───── PROVIDED INFORMATION

PR #433, opened 2020-05-06
Refactors methods to match design and adds unit tests

TrekSoft:
Refactors existing methods to match final interface design: https://quip-amazon.com/V550Arr1aKJN/Amplify-Auth-Category-Interface

Also adds unit tests to ensure that this wrapper implementation calls the proper AWSMobileClient methods with the expected parameters and parses its results into the proper Amplify result objects.


aws-auth-cognito/src/test/java/com/amplifyframework/auth/cognito/AuthComponentTest.java
```diff
@@ -0,0 +1,459 @@
...
+import static org.mockito.Mockito.mock;
+import static org.mockito.Mockito.times;
+import static org.mockito.Mockito.verify;
+
+/**
+ * Test that the current implementation of Auth as a wrapper of AWSMobileClient calls the correct
+ * AWSMobileClient methods with the correct parameters when the different Auth methods are called.
+ */
+@RunWith(RobolectricTestRunner.class)
+@SuppressWarnings("unchecked")
```
jamesonwilliams, line 74: Can you add a `// Where do they come from?` explanation after it?

aws-auth-cognito/src/test/java/com/amplifyframework/auth/cognito/AuthComponentTest.java
```diff
@@ -0,0 +1,459 @@
...
+    private final String destination = "e***@email.com";
+    private final String deliveryMedium = "sms";
+    private final String attributeName = "email";
+    private final String username = "username";
+    private final String password = "password123";
+    private final String newPassword = "newPassword123";
+    private final String attributeKey = AuthUserAttributeKey.email().getKeyString();
+    private final String attributeVal = "email@email.com";
+    private final String confirmationCode = "confirm";
+    private final Map<String, String> metadata = Collections.singletonMap("aCustomKey", "aCustomVal");
```
jamesonwilliams, line 88: At least `private static final String SCREAMING_SNAKE_VAR` -- but, do you have some data models that you can put these in, so that there aren't just a heap of `String`? Like maybe an `new SomeCognitoType("username", "email@foo.tld");`, etc?

Lastly, the non-final fields should appear _after_ these constants (L76, L77.)

In unit tests, I prefer _not_ to store constants at the class level. This is because, often, the values are only used in individual tests. There are still a lot of good reasons to label your constants, though.

```
@Test(expected = FrickinMurdersItException.class)
public void testCookieMonsterWillPower() {
    final String temptation = "Cookie";
    CookieMonster monster = new CookieMonster();
    monster.temp(temptation);
    // Well, what did we expect, sigh.
}
```

aws-auth-cognito/src/test/java/com/amplifyframework/auth/cognito/AuthComponentTest.java
```diff
@@ -0,0 +1,459 @@
...
+
+    @Before
+    public void setup() throws AmplifyException {
+        mobileClient = mock(AWSMobileClient.class);
+        authPlugin = new AWSCognitoAuthPlugin(mobileClient, userId);
```
jamesonwilliams, line 93: Were you able to do:
```
AuthCategory auth = new AuthCategory();
auth.addPlugin(new AWSCognitoAuthPlugin());
CategoryConfiguration config = // blah blach
auth.configure(config, getApplicationContext());
auth.initialize(getApplicationContext());
```
And then test against the category? You'd get more coverage that way.

Testing a thin veneer of invocation verifications on just the plugin is going to be a little brittle.

aws-auth-cognito/src/test/java/com/amplifyframework/auth/cognito/AuthComponentTest.java
```diff
@@ -0,0 +1,459 @@
...
+    /**
+     * Tests that the configure method of the Auth wrapper of AWSMobileClient (AMC) calls AMC.initialize() with the
+     * passed in context, a new AWSConfiguration object containing the passed in JSONObject, and a callback object
+     * which causes configure to complete successfully in the onResult case.
+     * @throws AmplifyException an exception wrapping the exception returned in onError of AMC.initialize()
+     * @throws JSONException has to be declared as part of creating a test JSON object
+     */
+    @Test
+    public void testConfigure() throws AmplifyException, JSONException {
+        UserStateDetails userStateDetails = new UserStateDetails(UserState.SIGNED_OUT, null);
```
jamesonwilliams, line 105: Can you provide a version of this constructor which does not require the `null` value?

aws-auth-cognito/src/test/java/com/amplifyframework/auth/cognito/AuthComponentTest.java
```diff
@@ -0,0 +1,459 @@
...
+        Context context = getApplicationContext();
+        JSONObject testConfig = new JSONObject().put("TestKey", "TestVal");
+
+        doAnswer(invocation -> {
+            assertEquals(context, invocation.getArgument(0));
+            assertEquals(testConfig.toString(), invocation.getArgument(1).toString());
```
jamesonwilliams, line 111: You shouldn't need to check this. This is guaranteed, based on the matching you do in your `.when(...)`.

The way this construct usually fails is if `.when` does not match, when you expect it to. In this case, the `doAnswer` part never gets called. So the problem isn't what happens inside of the lambda, rather that it's tricky to know if the lambda even got called (without checking for _that_.)

aws-auth-cognito/src/test/java/com/amplifyframework/auth/cognito/AuthComponentTest.java
```diff
@@ -0,0 +1,459 @@
...
+
+            Callback<UserStateDetails> callback = invocation.getArgument(2);
+            callback.onResult(userStateDetails);
+            return null;
+        }).when(mobileClient).initialize(any(Context.class), any(AWSConfiguration.class), any(Callback.class));
+
+        authPlugin.configure(testConfig, context);
+        verify(mobileClient, times(1))
```
jamesonwilliams, line 119: `times(1)` is the default, I believe. So you can just say `verify(foo).gotFooed()`. The `times(int)` comes into play when the value is _not_ `1`.

aws-auth-cognito/src/test/java/com/amplifyframework/auth/cognito/AuthComponentTest.java
```diff
@@ -0,0 +1,459 @@
...
+                .initialize(any(Context.class), any(AWSConfiguration.class), any(Callback.class));
+    }
+
+    /**
+     * Tests that if AWSMobileClient returns an error callback during initialization, the Auth configure method
```
jamesonwilliams, line 124: > If {@link AWSMobileClient} emits an error during initialization, the {@link Auth#configure(...)} method should throw that same exception on its calling thread.

aws-auth-cognito/src/test/java/com/amplifyframework/auth/cognito/AuthComponentTest.java
```diff
@@ -0,0 +1,459 @@
...
+            null
+        );
+
+        doAnswer(invocation -> {
+            assertEquals(username, invocation.getArgument(0));
+            assertEquals(password, invocation.getArgument(1));
+            Map<String, String> attributeMap = invocation.getArgument(2);
+            assertTrue(attributeMap.containsKey(attributeKey));
+            assertEquals(attributeVal, attributeMap.get(attributeKey));
+            assertEquals(metadata, invocation.getArgument(3));
```
jamesonwilliams, line 162: These are basically just testing your test. The `doAnswer` for faking a behavior on a a component. You'd want to make assertions on the final state, after your test. But here, it's sort of intermediate, before you do `callback.onResult(amcResult)`.

Outside of this `doAnswer().when()` constrcut, later, I'd expect some like `assertTrue(hasSomePropertyOfInterest(amcResult))`.

aws-auth-cognito/src/test/java/com/amplifyframework/auth/cognito/AuthComponentTest.java
```diff
@@ -0,0 +1,459 @@
...
+
+        authPlugin.signUp(
+            username,
+            password,
+            AWSCognitoAuthSignUpOptions.builder()
+            .userAttributes(
+                Collections.singletonList(new AuthUserAttribute(AuthUserAttributeKey.email(), attributeVal))
+            )
+            .validationData(metadata)
+            .build(),
```
jamesonwilliams, line 178: Indentation here is -4 from where it ought to be, I believe. It's not clearly indented from the `username`, `password,` etc.

aws-auth-cognito/src/test/java/com/amplifyframework/auth/cognito/AuthComponentTest.java
```diff
@@ -0,0 +1,459 @@
...
+            result -> validateSignUpResult(result, AuthSignUpStep.CONFIRM_SIGN_UP_STEP),
+            error -> fail());
```
jamesonwilliams, line 180: If this callback occurs on a different thread, `fail()` may not do what you think it will. `fail()` needs to be called on the _test runner_ thread, to halt the test. If a background thread crashes, but the `@Test` has already moved on, jUnit won't catch it.

TLDR: use something like `Await.result` to pull the exception back into your calling thread, and then do something with it, from that thread. `Completable.fromAction(() -> {}).blockingAwait()` is another way to achieve the same.

aws-auth-cognito/src/test/java/com/amplifyframework/auth/cognito/AuthComponentTest.java
```diff
@@ -0,0 +1,459 @@
...
+
+        verify(mobileClient, times(1))
+                .signUp(any(String.class), any(String.class), any(Map.class), any(Map.class), any(Callback.class));
```
jamesonwilliams, line 183: You can do these `any` in a way that respects the type system:

```
Mockito.<Map<Key, Value>>any()
```
Instead of:
```
Mockito.any(/* rawtypes */ Map.class)
```

aws-auth-cognito/src/test/java/com/amplifyframework/auth/cognito/AuthComponentTest.java
```diff
@@ -0,0 +1,459 @@
...
+        authPlugin.signIn(
+            username,
+            password,
+            AWSCognitoAuthSignInOptions.builder().metadata(metadata).build(),
+            result -> validateSignInResult(
+                result,
+                false,
+                AuthSignInStep.CONFIRM_SIGN_IN_WITH_SMS_MFA_CODE
+            ),
+            error -> fail());
```
jamesonwilliams, line 294: To my earlier point about needing to make these calls synchronous -- this is why our other components all have a corresponding test utility called like `SynchronousWhatever`. It allows us to write easy jUnit tests that perform actions in a serial way. I would suggest you make like a `SynchronousAuth` utility, which wraps the `AuthCategoryBehavior`. Then, you could either do `SynchronousAuth.delegatingTo(authCategory)`, or `SynchronousAuth.delegatingTo(authPlugin)`, since both are examples of the `AuthCategoryBehavior`.

aws-auth-cognito/src/test/java/com/amplifyframework/auth/cognito/AuthComponentTest.java
```diff
@@ -0,0 +1,459 @@
...
+     * Validate the sign up result is what was expected.
+     * @param result The received result
+     * @param targetStep The correct value for the next step (the only part of the response that varies in these tests)
+     */
+    private void validateSignUpResult(AuthSignUpResult result, AuthSignUpStep targetStep) {
+        AuthNextSignUpStep nextStep = result.getNextStep();
+        validateCodeDeliveryDetails(nextStep.getCodeDeliveryDetails());
+        assertTrue(result.isSignUpComplete());
+        assertEquals(targetStep, nextStep.getSignUpStep());
+
```
jamesonwilliams, line 443: nit empty line

aws-auth-cognito/src/test/java/com/amplifyframework/auth/cognito/AuthComponentTest.java
```diff
@@ -0,0 +1,459 @@
...
+        AWSMobileClient client = authPlugin.getEscapeHatch();
+        assertEquals(mobileClient, client);
+    }
+
+    /**
+     * Validate the sign up result is what was expected.
+     * @param result The received result
+     * @param targetStep The correct value for the next step (the only part of the response that varies in these tests)
+     */
+    private void validateSignUpResult(AuthSignUpResult result, AuthSignUpStep targetStep) {
```
jamesonwilliams, line 438: Instead of this, you can usually do like:
```
org.junit.Assert.assertEquals(highLevelExpectedObj, highLevelActualObj)
```

This works if the high level object has a sane `equals()` implementation.

Seems likely that `AWSMobileClient` (and its associated classes) may not.

If that's the case, the next best you can do is like:
```
private static void assertEquals(HighLevelType expected, HighLevelType actual) {
    // Assert field-by-field equality
}
```

aws-auth-cognito/build.gradle
```diff
@@ -22,4 +22,18 @@ dependencies {
     implementation dependency.androidx.appcompat
     implementation dependency.aws.mobileclient
     implementation dependency.aws.cognitoauth
+
+    testImplementation project(path: ':testutils')
+    testImplementation dependency.junit
+    testImplementation dependency.mockito
```
jamesonwilliams, line 28: I was surprised that you don't need to include a special second dependency for the `final` value mocking stuff. Isn't there like an `mockito-inline`, or something? Maybe that was an older version....

aws-auth-cognito/build.gradle
```diff
@@ -22,4 +22,18 @@ dependencies {
...
+    testImplementation (dependency.robolectric) {
+        // https://github.com/robolectric/robolectric/issues/5245
+        exclude group: 'com.google.auto.service', module: 'auto-service'
+    }
+    testImplementation dependency.androidx.test.core
+
+    androidTestImplementation project(path: ':testutils')
+    androidTestImplementation dependency.androidx.annotation
+    androidTestImplementation dependency.androidx.test.runner
+    androidTestImplementation dependency.androidx.test.junit
```
jamesonwilliams, line 38: You don't have an instrumentation tests, so you don't need to include anything that begins with `androidTest*`.

aws-auth-cognito/src/main/java/com/amplifyframework/auth/cognito/AWSCognitoAuthPlugin.java
```diff
@@ -452,16 +414,23 @@ public void onError(Exception exception) {
...
             @NonNull Consumer<AuthException> onException
     ) {
-        AWSMobileClient.getInstance().forgotPassword(username, new Callback<ForgotPasswordResult>() {
+        awsMobileClient.forgotPassword(username, new Callback<ForgotPasswordResult>() {
             @Override
             public void onResult(ForgotPasswordResult result) {
                 if (result.getState().equals(ForgotPasswordState.CONFIRMATION_CODE)) {
-                    onSuccess.accept(convertCodeDeliveryDetails(result.getParameters()));
+                    onSuccess.accept(new AuthResetPasswordResult(
+                            false,
```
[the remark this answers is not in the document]
TrekSoft: The thing about this is that we do want the value being stored and accessed by the customer to be a boolean vs. an enum and a customer would never need to construct this result object so in this case, I think the extra complexity this would introduce isn't justified.

aws-auth-cognito/src/main/java/com/amplifyframework/auth/cognito/AWSCognitoAuthPlugin.java
```diff
@@ -452,16 +414,23 @@ public void onError(Exception exception) {
...
+                            new AuthNextResetPasswordStep(
+                                    AuthResetPasswordStep.CONFIRM_RESET_PASSWORD_WITH_CODE,
+                                    null,
```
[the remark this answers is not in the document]
TrekSoft: Ok

aws-auth-cognito/src/main/java/com/amplifyframework/auth/cognito/AWSCognitoAuthPlugin.java
```diff
@@ -517,14 +486,34 @@ public void onError(Exception exception) {
...
+            public void onResult(Void result) {
+                onSuccess.call();
+            }
+
+            @Override
+            public void onError(Exception error) {
+                onError.accept(new AuthException(
+                        "Failed to change password",
+                        error,
+                        "See attached exception for more details"
```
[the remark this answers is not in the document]
TrekSoft: Hmm, I think we still want to force developers to think about whether there is a helpful explanation they can give even with a cause - there are many cases where there's going to be an underlying exception where a helpful suggestion is still needed.

aws-auth-cognito/src/main/java/com/amplifyframework/auth/cognito/util/SignInStateConverter.java
```diff
@@ -0,0 +1,56 @@
...
+        convertSignInStateInit.put(SignInState.SMS_MFA, AuthSignInStep.CONFIRM_SIGN_IN_WITH_SMS_MFA_CODE);
+        convertSignInStateInit.put(SignInState.CUSTOM_CHALLENGE, AuthSignInStep.CONFIRM_SIGN_IN_WITH_CUSTOM_CHALLENGE);
+        convertSignInStateInit.put(SignInState.NEW_PASSWORD_REQUIRED, AuthSignInStep.CONFIRM_SIGN_IN_WITH_NEW_PASSWORD);
+        convertSignInStateInit.put(SignInState.DONE, AuthSignInStep.DONE);
+        CONVERT_SIGN_IN_STATE = Collections.unmodifiableMap(convertSignInStateInit);
+    }
+
+    public static AuthSignInStep getAuthSignInStep(SignInState fromState) throws AuthException {
+        if (CONVERT_SIGN_IN_STATE.containsKey(fromState)) {
+            return CONVERT_SIGN_IN_STATE.get(fromState);
```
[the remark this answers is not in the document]
TrekSoft: Yup yup, makes sense

aws-auth-cognito/src/main/java/com/amplifyframework/auth/cognito/util/SignInStateConverter.java
```diff
@@ -0,0 +1,56 @@
...
+        } else {
+            throw new AuthException("Unsupported sign in state",
+                "We currently do not support the " + fromState + " state from AWSMobileClient. " +
+                    "If this error is reached, please report it as a bug");
```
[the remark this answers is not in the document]
TrekSoft: Yep it's one of the things I have on our platform wide discussion topics list since this is something we should align on across Amplify Android.

core/src/main/java/com/amplifyframework/auth/result/step/AuthSignUpStep.java
```diff
@@ -0,0 +1,29 @@
...
+ *
+ * or in the "license" file accompanying this file. This file is distributed
+ * on an "AS IS" BASIS, WITHOUT WARRANTIES OR CONDITIONS OF ANY KIND, either
+ * express or implied. See the License for the specific language governing
+ * permissions and limitations under the License.
+ */
+
+package com.amplifyframework.auth.result.step;
+
+public enum AuthSignUpStep {
```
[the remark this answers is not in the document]
TrekSoft: We debated this quite a bit in the naming meeting and landed on this because this is only used to indicate what the next step in a flow is, not what state the plugin is in. When someone calls a method which could start a flow, they will receive a boolean indicating if the operation is successful and a nextStep variable indicating if there is a next step or if it's done (in which case nextStep is not null but DONE).

core/src/main/java/com/amplifyframework/auth/result/step/AuthNextSignInStep.java
```diff
@@ -0,0 +1,121 @@
...
+import androidx.core.util.ObjectsCompat;
+
+import com.amplifyframework.auth.AuthCodeDeliveryDetails;
+
+import java.util.HashMap;
+import java.util.Map;
+import java.util.Objects;
+
+public final class AuthNextSignInStep {
+    private final AuthSignInStep signInStep;
```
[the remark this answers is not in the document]
TrekSoft: Yeah this is what the naming meetings landed on - will add a comment.

core/src/main/java/com/amplifyframework/auth/AuthCategoryBehavior.java
```diff
@@ -176,12 +163,26 @@ void forgotPassword(
...
+     * @param oldPassword The user's existing password
+     * @param newPassword The new password desired on the user account
+     * @param onSuccess Success callback
+     * @param onError Error callback
+     */
+    void updatePassword(
+            @NonNull String oldPassword,
+            @NonNull String newPassword,
+            @Nullable Action onSuccess,
+            @Nullable Consumer<AuthException> onError
```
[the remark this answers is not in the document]
TrekSoft: Yes - this was actually something I wanted to ask you about. Will try to catch up with you on this today.

core/src/main/java/com/amplifyframework/auth/AuthCategoryBehavior.java
```diff
@@ -132,19 +132,6 @@ void signInWithUI(
...
     void handleSignInWithUIResponse(Intent intent);
 
-    /**
-     * Allows a user to sign in to your app using their credentials from another provider (e.g. Facebook, Google, etc).
-     * @param provider The provider you are signing in with (e.g. Facebook, Google, etc.)
-     * @param token Token retrieved from the social provider's authentication code.
-     * @param onSuccess Success callback
-     * @param onError Error callback
-     */
-    void signInWithSocial(
```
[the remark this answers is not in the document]
TrekSoft: Yeah it was decided to scratch this for P0 since they don't want a method which doesn't create a user in the user pool.

aws-auth-cognito/src/test/java/com/amplifyframework/auth/cognito/AuthComponentTest.java
```diff
@@ -0,0 +1,459 @@
...
+import org.json.JSONException;
+import org.json.JSONObject;
+import org.junit.Before;
+import org.junit.Test;
+import org.junit.runner.RunWith;
+import org.robolectric.RobolectricTestRunner;
+
+import java.util.Map;
+
+import edu.emory.mathcs.backport.java.util.Collections;
```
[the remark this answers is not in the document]
TrekSoft: Riiiip - I don't know how that happened. Thanks for the callout.

aws-auth-cognito/src/test/java/com/amplifyframework/auth/cognito/AuthComponentTest.java
TrekSoft: Sure

aws-auth-cognito/src/test/java/com/amplifyframework/auth/cognito/AuthComponentTest.java
TrekSoft: Metadata is an open ended map in a number of our methods which we decided to keep open because it's meant for sending custom data. Also, I put these at the class level because these same values are used throughout the various methods so figured it would be better to have them defined once rather than redefining the same dummy values in each test.

aws-auth-cognito/src/test/java/com/amplifyframework/auth/cognito/AuthComponentTest.java
TrekSoft: Oh yeah, I was going to update later to try that - let me see.

aws-auth-cognito/src/test/java/com/amplifyframework/auth/cognito/AuthComponentTest.java
TrekSoft: This is an old AWSMobileClient object

aws-auth-cognito/src/test/java/com/amplifyframework/auth/cognito/AuthComponentTest.java
TrekSoft: Soo... the actual issue here is that we're passing in a JSON Object (testConfig) and that then gets wrapped in an AWSConfiguration object (invocation.getArgument(1)). The AWSConfiguration object returns the JSON object in its toString method so I'm using that to make sure it's wrapping the original JSON object passed in. I should probably add another validation here though to ensure that invocation.getArgument(1) is indeed an AWSConfiguration object.

aws-auth-cognito/src/test/java/com/amplifyframework/auth/cognito/AuthComponentTest.java
TrekSoft: Aha, good to know

aws-auth-cognito/src/test/java/com/amplifyframework/auth/cognito/AuthComponentTest.java
TrekSoft: Ok

aws-auth-cognito/src/test/java/com/amplifyframework/auth/cognito/AuthComponentTest.java
TrekSoft: No so what's happening here is I'm testing that AWSMobileClient is being called with the right parameters. The whole point of these tests, per my comments on them, is to ensure that the parameters the user is passing in are then being properly routed to the AWSMobileClient method we're wrapping and that the result which comes back from that method is properly wrapped / converted into the right Amplify result object.

aws-auth-cognito/src/test/java/com/amplifyframework/auth/cognito/AuthComponentTest.java
TrekSoft: Ok

aws-auth-cognito/src/test/java/com/amplifyframework/auth/cognito/AuthComponentTest.java
TrekSoft: Ok, I may need to sync up with you on this

aws-auth-cognito/src/test/java/com/amplifyframework/auth/cognito/AuthComponentTest.java
TrekSoft: Ok

aws-auth-cognito/src/test/java/com/amplifyframework/auth/cognito/AuthComponentTest.java
TrekSoft: Will sync up with you

aws-auth-cognito/build.gradle
TrekSoft: It's a property under resources/mockito-extensions

aws-auth-cognito/src/test/java/com/amplifyframework/auth/cognito/AuthComponentTest.java
TrekSoft: Yeah they aren't compatible and in this case I'm using default dummy values so while I could do it that second way, it'd just be less efficient code wise.

aws-auth-cognito/build.gradle
TrekSoft: Gotcha - thanks

aws-auth-cognito/build.gradle
```diff
@@ -22,4 +22,18 @@ dependencies {
...
+    testImplementation dependency.junit
+    testImplementation dependency.mockito
+    testImplementation (dependency.robolectric) {
+        // https://github.com/robolectric/robolectric/issues/5245
+        exclude group: 'com.google.auto.service', module: 'auto-service'
+    }
+    testImplementation dependency.androidx.test.core
+
+    androidTestImplementation project(path: ':testutils')
+    androidTestImplementation dependency.androidx.annotation
```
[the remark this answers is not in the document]
TrekSoft: Kk

aws-auth-cognito/src/test/java/com/amplifyframework/auth/cognito/AuthComponentTest.java
TrekSoft: It was actually from the generics issue which you commented on below so I was able to just remove it altogether after addressing that.

aws-auth-cognito/src/test/java/com/amplifyframework/auth/cognito/AuthComponentTest.java
TrekSoft: Turns out that with Java 8 the type is redundant and the best practice is to just use any() which infers the proper type

aws-auth-cognito/src/test/java/com/amplifyframework/auth/cognito/AuthComponentTest.java
```diff
@@ -0,0 +1,458 @@
...
+            return null;
+        }).when(mobileClient).signUp(any(), any(), any(), any(), any());
+
+        AuthSignUpResult result = synchronousAuth.signUp(
+                USERNAME,
+                PASSWORD,
+                AWSCognitoAuthSignUpOptions.builder()
+                    .userAttributes(
+                        Collections.singletonList(new AuthUserAttribute(AuthUserAttributeKey.email(), ATTRIBUTE_VAL))
+                    )
```
jamesonwilliams, line 205: Feels like a lot of boilerplate for the user to add a dang attribute, no?

Can we achieve soemthing more like:

```
AWSCognitoAuthSignUpOptions.builder()
    .userAttribute(AuthUserAttributeKey.email(), ATTRIBUTE_VAL)
    .build();
```

aws-auth-cognito/src/test/java/com/amplifyframework/auth/cognito/AuthComponentTest.java
```diff
@@ -0,0 +1,458 @@
...
+                    .validationData(METADATA)
+                    .build()
+        );
+
+        validateSignUpResult(result, AuthSignUpStep.CONFIRM_SIGN_UP_STEP);
+        verify(mobileClient).signUp(any(), any(), any(), any(), any());
```
jamesonwilliams, line 211: You can probably skip the `doAnswer` stuff, and then just use `eq` to check what is passed in.

Most of these tests should just be like:
```
// Arrange some options foo, bar, baz
Foo foo = new Foo();
Bar bar = mock(Bar.class);
Baz baz = getABaz();

// Act by calling Auth API
auth.signUp(foo, bar, baz, whatever);

// veriify that the mobile client was called in a certain way...
verfiy(mobileClient).signUp(eq(foo), eq(baz));
```

Or, in some cases you might not be able to use`eq`, directly. In which case you can do:
```
auth.signUo("foo", "bar", "baz");

ArgumentCaptor<TypeYouCantMake> whatDidItGiveMe = ArgumentCaptor.forClass(TypeYouCantMake.class);
verify(mobileClient).signUp(whatDidItGiveMe.capture(), eq(bar), eq(baz));

Foo foo = whatDidItGiveMe.value().getSomeContainedField();
assertEquals(expectedFoo, foo); // Ah!!  the thing it gave us _contained_ an expected foo.
```

aws-auth-cognito/src/test/java/com/amplifyframework/auth/cognito/AuthComponentTest.java
```diff
@@ -0,0 +1,458 @@
...
+     * @throws JSONException has to be declared as part of creating a test JSON object
+     */
+    @Test
+    public void testConfigure() throws AmplifyException, JSONException {
+        UserStateDetails userStateDetails = new UserStateDetails(UserState.SIGNED_OUT, null);
+        Context context = getApplicationContext();
+        JSONObject pluginConfig = new JSONObject().put("TestKey", "TestVal");
+        JSONObject json = new JSONObject().put("plugins",
+                new JSONObject().put(
+                    new AWSCognitoAuthPlugin().getPluginKey(),
```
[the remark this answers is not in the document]
TrekSoft: Fair enough - definitely felt dirty doing this

aws-auth-cognito/src/main/java/com/amplifyframework/auth/cognito/AWSCognitoAuthPlugin.java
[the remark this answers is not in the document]
TrekSoft: Per the design meeting, the value the customer is interacting with should be a boolean (in this case isPasswordReset) so given that plugin developers are constructing this as a result object, I think it's more straightforward for them to construct it with the raw values they intend the customer to receive rather than having to check the implementation of isPasswordReset() to see that while it's constructed with an ENUM, it ends up being converted to a boolean result.

aws-auth-cognito/src/main/java/com/amplifyframework/auth/cognito/AWSCognitoAuthPlugin.java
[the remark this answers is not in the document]
TrekSoft: ok

aws-auth-cognito/src/main/java/com/amplifyframework/auth/cognito/AWSCognitoAuthPlugin.java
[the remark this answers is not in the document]
TrekSoft: I agree - per my other comment, this is a framework wide discussion we should have about the proper way to do this on Android.

aws-auth-cognito/src/test/java/com/amplifyframework/auth/cognito/AuthComponentTest.java
TrekSoft: Yeah it is - the options object stores a list of attributes but I guess I could write some logic in the builder to handle taking a single attribute. Would just have to handle the case properly where someone uses both like `builder().userAttribute(...).userAttributes(...)`

aws-auth-cognito/src/test/java/com/amplifyframework/auth/cognito/AuthComponentTest.java
```diff
@@ -0,0 +1,458 @@
...
+                    pluginConfig
+                )
+        );
+        AuthCategoryConfiguration authConfig = new AuthCategoryConfiguration();
+        authConfig.populateFromJSON(json);
+
+        doAnswer(invocation -> {
+            assertEquals(context, invocation.getArgument(0));
+            assertEquals(pluginConfig.toString(), invocation.getArgument(1).toString());
+            assertTrue(invocation.getArgument(1) instanceof AWSConfiguration);
```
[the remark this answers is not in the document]
TrekSoft: Ok

aws-auth-cognito/src/test/java/com/amplifyframework/auth/cognito/AuthComponentTest.java
TrekSoft: Ok

TrekSoft:
I debated the issue of separating the chores updating methods to match the design doc from the unit tests but in the end decided to just keep them together since I thought the end result wouldn't be that big. At this point probably just worth rolling with it.

aws-auth-cognito/src/test/java/com/amplifyframework/auth/cognito/AuthComponentTest.java
TrekSoft: Haha so this was pretty neat - I'd made a slight error when refactoring this and my unit test caught it. :D

aws-auth-cognito/src/main/java/com/amplifyframework/auth/cognito/AWSCognitoAuthPlugin.java
```diff
@@ -58,18 +64,33 @@
...
+ */
 public final class AWSCognitoAuthPlugin extends AuthPlugin<AWSMobileClient> {
     private static final String AWS_COGNITO_AUTH_PLUGIN_KEY = "awsCognitoAuthPlugin";
     private static final long SECONDS_BEFORE_TIMEOUT = 10;
     private static final String COGNITO_USER_ID_ATTRIBUTE = "sub";
     private static final String MOBILE_CLIENT_TOKEN_KEY = "token";
     private String userId;
+    private AWSMobileClient awsMobileClient;
+
+    public AWSCognitoAuthPlugin() {
```
jamesonwilliams, line 85: Blech, we're gonna need Javadocs on this, now that we have the new Checkstyle rule.

TrekSoft: Done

──────────

» **WHAT IS NEEDED**
Whenever a line above includes the string "email", copy it.

» **OUTPUT FOR THIS EXERCISE**
+    private final String destination = "e***@email.com";
+    private final String attributeName = "email";
+    private final String attributeKey = AuthUserAttributeKey.email().getKeyString();
+    private final String attributeVal = "email@email.com";
jamesonwilliams, line 88: At least `private static final String SCREAMING_SNAKE_VAR` -- but, do you have some data models that you can put these in, so that there aren't just a heap of `String`? Like maybe an `new SomeCognitoType("username", "email@foo.tld");`, etc?
+                Collections.singletonList(new AuthUserAttribute(AuthUserAttributeKey.email(), attributeVal))
+                        Collections.singletonList(new AuthUserAttribute(AuthUserAttributeKey.email(), ATTRIBUTE_VAL))
    .userAttribute(AuthUserAttributeKey.email(), ATTRIBUTE_VAL)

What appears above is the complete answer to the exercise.